Teori medan kristal tentang senyawa koordinasi menjelaskan bahwa dalam pembentukan kompleks terjadi interaksi elektrostatik antara ion logam (atom pusat) dengan ligan. Jika ada empat ligan yang berasal dari arah yang berbeda, berinteraksi dengan atom/ion logam pusat, langsung dengan ligan akan mendapatkan pengaruh medan ligan lebih besar dibandingkan dengan orbital-orbital lainnya. Akibatnya, orbital tersebut akan mengalami peningkatan energi dan kelima sub orbital d-nya kan terpecah (splitting) menjadi dua kelompok tingkat energi. Kedua kelompok tersebut adalah : 1). Dua sub orbital (dx2 – dy2, dan dz2) yang disebut dy atau eg dengan tingkat energi yang lebih tinggi, dan 2). Tiga sub orbital (dxz, dxy, dan dyz) yang disebut de atau t2g dengan tingkat energi yang lebih rendah.
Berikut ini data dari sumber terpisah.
PR #425, opened 2018-01-24
pupil status fixes

GeorgeChatzigiannis:


admin/services/data-access/check.data.service.js
```diff
@@ -236,7 +236,27 @@ checkDataService.sqlCreate = async function (check) {
 }
 
 /**
- * Find the latest check for pupil
+ * Find the latest check for pupil that is flagged as not started
+ * @param pupilId - the pupil taking the check
+ * @return {Promise.<void>} - lean Check objects
+ */
+checkDataService.sqlFindLastCheckByPupilId = async function (pupilId) {
+  let sql = `SELECT TOP 1 * FROM ${sqlService.adminSchema}.[check] WHERE pupil_id = @pupilId
```
jon-shipley: sql could be const?

admin/services/data-access/check.data.service.js
```diff
@@ -236,7 +236,27 @@ checkDataService.sqlCreate = async function (check) {
...
+    AND startedAt IS NULL ORDER BY createdAt DESC`
```
jon-shipley: Ordering by `createdAt` will give the order that the pupil logged in.  This isn't particularly clear from the SQL though. Perhaps we need to store that too?  This may be fine for what you want.

PR #431, opened 2018-01-25
Feature/18869 groups for pupil not taking check

pris54:
Integration of groups in feature 'reasons for pupils to not take the check'.
PENDING: Failing unit test.


admin/controllers/school.js
```diff
@@ -363,7 +371,8 @@ const getSelectPupilNotTakingCheck = async (req, res, next) => {
     pupilsList: pupils,
     htmlSortDirection,
     arrowSortDirection,
-    highlight: []
+    highlight: [],
```
GeorgeChatzigiannis: If you are always passing down an empty array for the highlight, shouldn't you instead fallback in the corresponding ejs like this `highlight || []`

pris54: @GeorgeChatzigiannis I didn't look into that code, all I did was adding a comma! Let's please move any refactoring / improvements to a separate PR.

PR #435, opened 2018-01-26
Feature/18915 sql service dynamic parameter generation support decimal precision

jon-shipley:


admin/services/data-access/sql.service.js
```diff
@@ -240,11 +248,20 @@ sqlService.modify = (sql, params) => {
...
-        if (param.precision) {
-          options.scale = param.scale
-          options.precision = param.precision
+        if (R.pathEq(['type', 'name'], 'Decimal', param) ||
+          R.pathEq(['type', 'name'], 'Numeric', param)) {
+          options.precision = param.precision || 28
+          options.scale = param.scale || 5
         }
-        request.addParameter(param.name, param.type, param.value, options)
+        const opts = param.options ? param.options : options
```
GeorgeChatzigiannis: can be simplified as `const opts = param.options || options`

Perbedaan tingkat energi ini menunjukkan bahwa teori medan kristal dapat menerangkan terjadinya perbedaan warna kompleks (Hala, 2010).
Medan listrik dari ion pusat akan mempengaruhi ligan-ligan sekelilingnya, sedang medan gabungan dari ligan-ligan akan mempengaruhi elektron-elektron dari ion pusat. Pengaruh ligan ini terutama mengenai electron d dari ion pusat dan seperti kita ketahui ion kompleks dari logam-logam transisi. Pengaruh ligan tergantung dari jenisnya, terutama pada kekuatan medan listrik dan kedudukan geometri ligan-ligan dalam kompleks (Sukardjo, 1992).
Bila medan lstrik ligan mempengaruhi kelima orbital d dengan cara yang sama, maka orbital-orbital d tersebut tetap tergenerasi, tetapi pada tingkat energi yang lebih tinggi. Medan listrik yang dihasilkan oleh ligan tergantung pada letak ligan tersebut disekeliling ion pusat. Jadi medan listrik ligan dalam struktur oktahedral, tetrahedral dan planar segiempat akan berbeda satu sama lain (Syarifuddin, 1994).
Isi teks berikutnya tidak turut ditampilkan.